Replenishment becomes a balancing act. You're constantly trying to align available stock with fluctuating demand across different leg lengths, fits, and waist sizes. One tweak leads to another, and you’re always chasing equilibrium.
Tools that model these shifts in real-time, based on returns, sell-out velocity, and even regional buying behaviour, are becoming more common. But they still require human judgment. The data can tell you what happened. Only the merch team can decide what to do about it.
Spec changes ruin everything
This is the kind of thing that breaks your perfect plan. A new season rolls around and you place a repeat order on a bestseller. But the fit spec changes. A size 8 this season is not the same size 8 you sold last season. Maybe you adjusted the product spec because returns were high. Maybe a new factory interpreted the pattern slightly differently.

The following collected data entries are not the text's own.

PR #808, opened 2022-05-12
storage: create database and column families if they are missing

avahowell:
when we changed how we use the RocksDB API, from `open_default` to `open_cf`, we removed the create_if_missing and create_missing_column_families flag, which exist by default in `open_default`. this was causing our smoke test and the IBC test to fail.


hdevalence (approved):
LGTM

PR #809, opened 2022-05-13
storage bugfix: use `jmt` column family in rocksdb

avahowell:
When we updated storage to use rocks column families, we didn't update the JMT reader and writers to use the JMT column family. This changes the JMT column family to 'jmt' and updates the readers/writers to use it


hdevalence (approved):
LGTM, let's check the status endpoint on `testnet-preview` before retagging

It might be invisible to the customer, or it might cause a wave of confusion and returns. Either way, your clean year-on-year data is now muddy. And that screws with size curve planning, SKU tracking, and customer trust.
If the product changes, treat it like a new one. New SKUs, new size data, new assumptions. Otherwise, your planning data is a mess.
Availability is marketing
Here’s the bit that gets overlooked.
Getting your size curve wrong doesn’t just affect operations. It kills demand.
A shopper clicks through to a product, sees their size is sold out, and bounces. If it happens a couple of times, they stop checking back. The sale is lost before it even begins.
Product availability is a marketing lever. If you’re paying to drive traffic to a product page and the top sizes are out of stock, you’re burning cash.
Worse still, if customers start to associate your brand with inconsistent sizing, unpredictable fits, or low availability, you lose them for good. Not because of poor product, but because of poor planning.
The fix isn’t flashy
Fixing size curves isn’t about some genius algorithm. It’s about learning fast and feeding that learning back in. That means:
Tracking sell-out velocity by size, not just style
Recording return reasons in detail
Tagging spec changes and accounting for them in rebuys
Using tooling to flag demand patterns you might otherwise miss
Most importantly, it means taking a step back each season and asking: did we get this right? Or are we just repeating the same mistakes with new data?
The brands who get this right don’t just sell more. They waste less. They build trust. And they get a lot closer to being in stock in the sizes that actually matter.